Her research is about understanding how nanoparticles are generated and released into our environment. What happens to the particles in the air? And, for example, how high are the health risks for those working with production and handling of nanoparticles? Today, the number of application with nanomaterials are rapidly such as graphene, titanium and carbon nanotubes.
Nanoparticles are structures in extremely small sizes, less than 100 nanometres in diameter, which are used to make other materials stronger, increase their conductivity and improve their water-repellent or absorbent properties, among other things.
Investigations in workplaces producing nanomaterials
Christina Isaxon, a researcher at Ergonomics and Aerosol Technology at LTH who works in the strategic research area Nanolund, has measured the proportion of nanoparticles in the air and investigated various work processes in companies that produce nanoparticles. She has also run measurements in workplaces producing materials that contain nanoparticles.
‟We have observed that if you can keep the process and those working with it separate, for example by using fume hoods, as well as personal protective equipment in case a leak should occur in the fume hood, you can minimise the risk of exposure. In general, there is a high level of awareness among staff, particularly in processes where you can logically understand that there is an emission risk. That is really positive.”
If you don’t know how dangerous something is, you should always apply the precaution principle
It is more difficult to protect oneself when the production of nanoparticles or of material containing nanoparticles requires the use of large machinery, according to Christina Isaxon. A large machine cannot easily be placed under a fume hood, for example. Another factor is that work processes not included in the daily production chain, such as cleaning and maintenance of machines or fume hood filter replacement, are easily forgotten in attempts to chart exposure risks.
‟If you don’t know how dangerous something is, you should always apply the precaution principle, that is, to handle the material as though it were toxic and ensure exposure is minimised at all stages.”
Lack of knowledge
When it comes to nanoparticles, there are still major gaps in knowledge as to their toxicity. Although we know that certain particles are harmful to health, especially if they are biopersistent and fibre-shaped, there is a lack of comprehensive knowledge about how nanoparticles affect us over time and in what concentrations they constitute a health risk. Another parameter is the extent to which manufactured nanoparticles can leak out in nature from other materials, for example when consumers handle the material or if it ends up in a landfill.
Waste management and the safe and sustainable by design concept
This is precisely why Christina Isaxon has extended her research to include questions investigating what happens further on in the lifecycle of a material, when it is crushed, sanded or, at a later stage, sorted in waste management facilities. She is also working with the safe and sustainable by design (SSbD) concept, which is about supporting companies in the production of safer nanoparticles that would still retain their desirable properties. For example, reducing the length of carbon nanotubes makes it easier for the body to break them down if they end up in the lungs. Choosing soluble nanomaterials can also have a positive impact. The air we inhale is humid, which means that soluble particles would be more easily dissolved. In that case, only the chemical effect remains; it can also be harmful but is easier to understand and manage. Soluble particles would not accumulate in nature either, should they end up there.

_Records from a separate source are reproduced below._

PR #79, opened 2017-09-25
Separate manifestation from serialization to string

sbarzowski:
This is necessary for example for native functions
(which take json as arguments).

Standard "encoding/json" representation is used, but I have
mixed feeling about it. Not sure if treating json values as interface{}
is the right trade-off in our case.

### DIFF
--- a/interpreter.go
+++ b/interpreter.go
@@ -692,10 +692,6 @@ func serializeJSON(v interface{}, multiline bool, indent string, buf *bytes.Buff
 	}
 }
 
-// TODO(sbarzowski) Perhaps it should be a builtin?
-// TODO(sbarzowski) Perhaps we should separate recursive evaluation from serialization?
-// 					Strictly evaluating something may be useful by itself.
-//					For example may help with error reporting from custom serialization functions.
 func (i *interpreter) manifestAndSerializeJSON(trace *TraceElement, v value, multiline bool, indent string) (string, error) {
 	var buf bytes.Buffer
 	manifested, err := i.manifestJSON(trace, v)
--- a/interpreter.go
+++ b/interpreter.go
@@ -525,15 +525,83 @@ func unparseNumber(v float64) string {
 	return fmt.Sprintf("%.17g", v)
 }
 
-// TODO(sbarzowski) Perhaps it should be a builtin?
-// TODO(sbarzowski) Perhaps we should separate recursive evaluation from serialization?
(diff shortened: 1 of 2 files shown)


sbarzowski:
@lwander @sparkprime

interpreter.go
```diff
@@ -503,15 +503,83 @@ func unparseNumber(v float64) string {
...
+	default:
+		return nil, makeRuntimeError(
+			fmt.Sprintf("Manifesting this value not implemented yet: %s", reflect.TypeOf(v)),
+			i.getCurrentStackTrace(trace),
+		)
+
+	}
+}
+
+func serializeJSON(v interface{}, multiline bool, indent string, buf *bytes.Buffer) {
```
lwander: Why can't we rely on `encoding/json` to serialize the interface here?

lwander:
What are your concerns with `interface{}`?

interpreter.go
sbarzowski: Because I didn't want to change the behavior of multiline/indentation. Having exactly the same output is very valuable for testing against C++ version. Unless "encoding/json" can be convinced to format it in exactly the same way, but I haven't look into that yet.

sbarzowski:
interface{} means that any type whatsoever can be used there. If I was doing it from scratch I would add some tag to make sure that only a fixed set of types can be used when json is expected. Also I don't think it's a big problem, just a bad gut feeling.

interpreter.go
lwander: That makes sense

interpreter.go
```diff
@@ -621,17 +662,26 @@ func (i *interpreter) manifestJSON(trace *TraceElement, v value, multiline bool,
...
-		return makeRuntimeError(
-			fmt.Sprintf("Manifesting this value not implemented yet: %s", reflect.TypeOf(v)),
-			i.getCurrentStackTrace(trace),
-		)
+		panic(fmt.Sprintf("Unsupported value for serialization %#+v", v))
+	}
+}
 
+// TODO(sbarzowski) Perhaps it should be a builtin?
+// TODO(sbarzowski) Perhaps we should separate recursive evaluation from serialization?
```
sparkprime: TODO can go now :)

sparkprime:
ping me for merge

sbarzowski:
@sparkprime ping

“Nanomaterials are increasingly used in the construction industry, which may not have the same level of safety awareness as a factory specialized in producing nanoparticles. What happens if a carpenter or a painter is sanding paint containing nanomaterials? Are there nanoparticles in the paint dust? And what happens when concrete with for example carbon nanotubes is crushed at a waste management facility?”

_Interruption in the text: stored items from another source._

PR #87, opened 2017-09-27
Support of +:, in, in super

sbarzowski:
Also profiling


sbarzowski:
@sparkprime @lwander

It's a bit different from what happens in C++:
- For in and in super, C++ retrieves all fields and checks if any matches the right one. Here we just do a regular lookup for a field and then check if it's nil.
- +: is not desugared to a regular field. This way we avoid multiple evaluations of the key and object field lookups.

sbarzowski:
@sparkprime ping

PR #90, opened 2017-09-28
Fix comprehensions

sbarzowski:
Only first and last forspec was used due to a parser bug.


sbarzowski:
@sparkprime @lwander

parser/parser.go
```diff
@@ -537,21 +537,21 @@ func (p *parser) parseObjectRemainder(tok *token) (ast.Node, *token, error) {
 }
 
 /* parses for x in expr for y in expr if expr for z in expr ... */
-func (p *parser) parseComprehensionSpecs(end tokenKind) (*ast.ForSpec, *token, error) {
+func (p *parser) parseComprehensionSpecs(end tokenKind) (*ast.ForSpec, *ast.ForSpec, *token, error) {
```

Construction industry to be the next research area
In order to get answers to these questions, Christina Isaxon has started a new interdisciplinary project to investigate nanoparticles in the construction industry. She has also run measurements at waste management facilities to find out which particles are released into the air when processing discarded electronics containing nanoparticles. Early results have shown that nanoparticles can be found in the dust that arises when crushing concrete – but whether they occur in higher concentrations for certain particle sizes in the crushed material is not yet known, nor how the dust containing nanomaterials affects our health. Other studies, on sanding of paint containing nanoparticles, have shown that it seems to be the emulsifying agent in the paint that causes toxic effects rather than whether the sanding dust contains nanoparticles. The manufactured nanoparticles do not seem to be released as completely free particles either; they are mixed with the material in which they were contained.
“We should absolutely not need to fear nanoparticles. That is why it is important to inform yourself about the current status of knowledge. The more we know about the circumstances in which nanoparticles can affect us and our environment, and how, the better we can become at producing safer nanomaterials and handling the materials without risk of exposure.”
Because nano is the future, without a doubt.
“I completely believe that nanotechnology is one of the absolutely best tools we have to solve several of our sustainability challenges, such as cheap and accessible energy or clean water. But, in that case, we must work proactively to produce new knowledge as a basis for safety recommendations and continue to develop concepts such as safe and sustainable by design”, Isaxon concludes.